У меня в памяти осталась музыка его голоса — и только. Мне кажется, я сделал преступление, ничего не записывая, хотя бы тайком. В недогадливой беспечности, я даже не записал ни его, ни других рассказов про Сибирь. И еще я сделал преступление; в моих беспутных странствиях я где-то оставил его портрет, сделанный карандашом еще в Сибири и литографированный. […]

Встреча с Одоевским и декабристами возбудила все мои симпатии до состояния какой-то восторженности. Я стоял лицом к лицу с нашими мучениками, я — идущий по их дороге, я — обрекающий себя на ту же участь… это чувство меня не покидало.

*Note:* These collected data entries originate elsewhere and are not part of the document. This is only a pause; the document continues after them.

PR #1311, opened 2024-06-21
feat: add fallback image to reward icon

dominik-stumpf:


src/components/[guild]/RoleCard/components/Reward.tsx
```diff
@@ -191,6 +191,10 @@ export type RewardIconProps = {
 const MotionImg = motion(Img)
 const MotionCircle = motion(Circle)
 
+const RewardIconFallbacks = {
+  discord: "platforms/discord.png",
```
Comment (BrickheadJohnny) [inline src/components/[guild]/RoleCard/components/Reward.tsx:195]: I think it would make sense to just use the icon from the reward config. So `rewards[PlatformType[guildPlatform.platformId]].imageUrl`. What do you think about this approach?

src/components/[guild]/RoleCard/components/Reward.tsx
```diff
@@ -197,53 +199,62 @@ const RewardIcon = ({
...
   }
+  const circleBgColor = useColorModeValue("gray.700", "gray.600")
+  const circleProps = {
+    bgColor: circleBgColor,
+    boxSize: 6,
+  }
 
-  if (!props.src) {
-    if (withMotionImg)
+  if (doIconFallback) {
```
Comment (BrickheadJohnny) [inline src/components/[guild]/RoleCard/components/Reward.tsx:225]: I think we could keep the `!props.src` condition here too, what do you think? (In that case users wouldn't need to fetch the image, then fallback to the icon if it errors out)

BrickheadJohnny (approved):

Я написал в этом смысле стихи, которые, вероятно, были плохи по форме, потому что я тогда писал много и чересчур плохо, но которые по содержанию, наверно, были искренни до святости, потому что иначе не могло быть. Эти стихи я послал Одоевскому, после долгих колебаний истинного чувства любви к ним и самолюбивой застенчивости. Часа через два я сам пошел к нему. Он стоял середь комнаты; мои стихи лежали перед ним на стуле. Он посмотрел на меня с глубоким, добрым участием и раскрыл объятия; я бросился к нему на шею и заплакал как ребенок. Нет! и теперь не стыжусь я этих слез; в самом деле это не были слезы пустого самолюбия. В эту минуту я слишком любил его и их всех, слишком чисто был предан общему делу, чтоб какое-нибудь маленькое чувство могло иметь доступ до сердца. Они были чисты, эти минуты, как редко бывает в жизни. Дело было не в моих стихах, а в отношении к начавшему, к распятому поколению — поколения, принявшего завет и продолжающего задачу.

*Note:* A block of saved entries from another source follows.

PR #1318, opened 2024-06-25
refactor: remove the custom `Requirement` type

BrickheadJohnny:


src/components/[guild]/Requirements/components/RequirementDisplayComponent.tsx
```diff
@@ -22,7 +22,7 @@ const RequirementDisplayComponent = ({
   rightElement = <RequirementAccessIndicator />,
   ...rest
 }: Props) => {
-  if (requirement.type === "HIDDEN")
+  if (requirement.visibility === "HIDDEN")
```
Comment (BrickheadJohnny) [inline src/components/[guild]/Requirements/components/RequirementDisplayComponent.tsx:25]: I wasn't sure about this change, let me know if you have a better idea! It's needed so we can display "Some secret requirements" in the requirements list.

src/components/[guild]/RolePlatforms/components/AddRoleRewardModal/components/SelectExistingPlatform.tsx
```diff
@@ -36,7 +30,7 @@ const SelectExistingPlatform = ({ onClose, onSelect }: Props) => {
     name: "rolePlatforms",
   })
 
-  const roleVisibility: Visibility = useWatch({ name: ".visibility" })
+  const roleVisibility = useWatch({ name: ".visibility" })
```
Comment (cs-balazs) [inline src/components/[guild]/RolePlatforms/components/AddRoleRewardModal/components/SelectExistingPlatform.tsx:33]: Should we remove the leading `.` here as well?

src/requirements/Allowlist/AllowlistRequirement.tsx
```diff
@@ -23,7 +23,8 @@ function HiddenAllowlistText({ isEmail }: { isEmail: boolean }) {
 }
 
 const AllowlistRequirement = ({ ...rest }: RequirementProps): JSX.Element => {
-  const requirement = useRequirementContext() as Extract<
+  const requirement = useRequirementContext<"ALLOWLIST" | "ALLOWLIST_EMAIL">()
+  const castedRequirement = requirement as unknown as Extract<
```
cs-balazs, line 27: This might be worth a TODO comment, that we should add `addressCount` to the schema, and remove the cast later on

src/components/[guild]/Requirements/RequirementErrorConfigContext.tsx
```diff
@@ -5,7 +5,7 @@ type RequirementErrorConfig = Partial<Record<RequirementType, string>>
 
 const REQ_ERROR_CONFIG: RequirementErrorConfig = {
   GALAXY: "Galxe API error, please try again later",
-  TWITTER: "X API error, please try again later",
+  // TWITTER: "X API error, please try again later",
```
Comment (cs-balazs) [inline src/components/[guild]/Requirements/RequirementErrorConfigContext.tsx:8]: Why has this been commented? Typing-related, or we don't need it?

cs-balazs (approved):
Fantastic changes! Glad to see these schemas are being used more 🚀

src/components/[guild]/Requirements/components/RequirementDisplayComponent.tsx
Comment (cs-balazs) [reply src/components/[guild]/Requirements/components/RequirementDisplayComponent.tsx:25]: I'm honestly not sure why we checked `type` here. I saw, we even had `| "HIDDEN"` in our previous type. I'd say, if the functionality still works, it should be fine :ayy:

Comment (BrickheadJohnny) [reply src/components/[guild]/Requirements/components/RequirementDisplayComponent.tsx:25]: Yeah, we actually assigned `HIDDEN` to the type somewhere else, I guess that was a "temporary" workaround :'D

src/components/[guild]/Requirements/RequirementErrorConfigContext.tsx
Comment (BrickheadJohnny) [reply src/components/[guild]/Requirements/RequirementErrorConfigContext.tsx:8]: Typing-related & we don't really need it anymore. :D Will remove it in another PR!

src/components/[guild]/RolePlatforms/components/AddRoleRewardModal/components/SelectExistingPlatform.tsx
Comment (BrickheadJohnny) [reply src/components/[guild]/RolePlatforms/components/AddRoleRewardModal/components/SelectExistingPlatform.tsx]: Double checked and it works correctly without the dot, so removed it, thx for pointing it out!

С этой минуты мы стали близко друг к другу. Он — как учитель, я — как ученик. Между нами было с лишком десять лет разницы; моя мысль была еще не устоявшаяся; он выработал себе целость убеждений, с которыми я могу теперь быть не согласен, но в которых все было искренно и величаво» [там же, с. 348–350].

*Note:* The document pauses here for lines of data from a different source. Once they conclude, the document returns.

PR #1322, opened 2024-06-26
[GUILD-3374] - Farcaster: follow, like and recast actions

cs-balazs:
[Linear](https://linear.app/guildxyz/issue/GUILD-3374/follow-like-recast-requirement-button)

- Adds 3 possible requirement buttons
  - `FARCASTER_FOLLOW`: If the user has a connected Farcaster account, and doesn't have access, we show a follow button, which performs the Farcaster follow, then rechecks the role
  - Similarly like/recast for `FARCASTER_LIKE` and `FARCASTER_RECAST`
  - The submit logic is handled by `useFarcasterAction`. The two button components look somewhat similar, and we probably could refactor it to only have one, but in the future, we will have more actions, that might not look this similar, so I left it like this. Let me know what you think about this!
- Made some changes to make TSC happy: https://github.com/guildxyz/guild.xyz/pull/1322/commits/3b3a143b159440de1af275a6680d007b250586e7
- For some reason the `Skeleton`-s looked wrong, they needed a `display="inline"`. This might be a more general issue, I just fixed it where I encountered it while testing


src/requirements/Farcaster/components/FarcasterActionFollow.tsx
```diff
@@ -0,0 +1,37 @@
...
+
+  const { data, roleId } = useRequirementContext<
+    "FARCASTER_FOLLOW" | "FARCASTER_FOLLOWED_BY"
+  >()
+
+  const { data: farcasterUser } = useFarcasterUser(data.id)
+
+  const { onSubmit, isLoading, response } = useFarcasterAction(roleId, "follow")
+
+  if (!farcasterProfiles || !farcasterProfiles?.[0]?.fid || response) {
```
BrickheadJohnny, line 18: Do we actually need this first condition for some reason? Isn't the optional chaining enough for this check? 👀

src/requirements/Farcaster/hooks/useFarcasterAction.tsx
```diff
@@ -0,0 +1,59 @@
...
+  const toast = useToast()
+  const showErrorToast = useShowErrorToast()
+
+  return useSubmit(
+    async (param?: string) => {
+      if (!param) {
+        throw new Error("Unknown Farcaster action")
+      }
+      if (!farcasterProfiles?.[0]?.fid) {
+        throw new Error("First connect ypur Farcaster account")
```
BrickheadJohnny, line 25: tpyo :kappa:

BrickheadJohnny (approved):
Awesome PR! Left just 2 minor comments.
I agree that we could merge the action buttons (and maybe they wouldn't even need to accept params, we could just get the necessary data from the requirement context & use a config object to render the appropriate labels, etc. on them?), but they don't look messy this way either, so it's not that important. 😉

src/requirements/Farcaster/hooks/useFarcasterAction.tsx
cs-balazs: Nice catch! Fixed in https://github.com/guildxyz/guild.xyz/pull/1322/commits/58cd9a648cadb7849db6b792616294d5e296d439

src/requirements/Farcaster/components/FarcasterActionFollow.tsx
cs-balazs: That's right, removed these checks in https://github.com/guildxyz/guild.xyz/pull/1322/commits/3f6cac54c1ca0ab3850fe48ec42bea2a0625a326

Как не похожа огаревская исповедь на лермонтовскую.

И как, в сущности, похоже!

Лермонтов по соседству, едва ли не присутствует: в 1838-м на Кавказе его, правда, не было — первая ссылка (странствия с Одоевским) позади, новая ссылка впереди. Но Огарев и не скрывает, что, вспоминая почти через четверть века, не может, да и не желает избавиться от влияния «Героя нашего времени», от стихов к А. И. О. (в 1838-м еще не написанных!).

Сходства много — различия интересны.

Дело в том, что тогдашний, молодой, восторженный Огарев — человек не «лермонтовского склада», он не был старше Одоевского!

Московские мальчики Герцен и Огарев, университет, потом ссылка — все, как у Лермонтова; и гений своего ровесника они чувствуют, уважают.

Но Герцен вспомнит позже:

«Ничто не может с большей наглядностью свидетельствовать о перемене, произошедшей в умах с 1825 года, чем сравнение Пушкина с Лермонтовым. Пушкин, часто недовольный и печальный, оскорбленный и полный негодования, все же готов заключить мир. Он желает его, он не теряет на него надежды; в его сердце не переставала звучать струна воспоминаний о временах императора Александра. Лермонтов же так свыкся с отчаянием и враждебностью, что не только не искал выхода, но и не видел возможности борьбы или соглашения. Лермонтов никогда не знал этого самопожертвования. Он не шел, гордо неся голову, навстречу палачу, как Пестель и Рылеев, потому что не мог верить в действенность жертвы; он метнулся в сторону и погиб ни за что» [Герцен, т. VII, с. 224].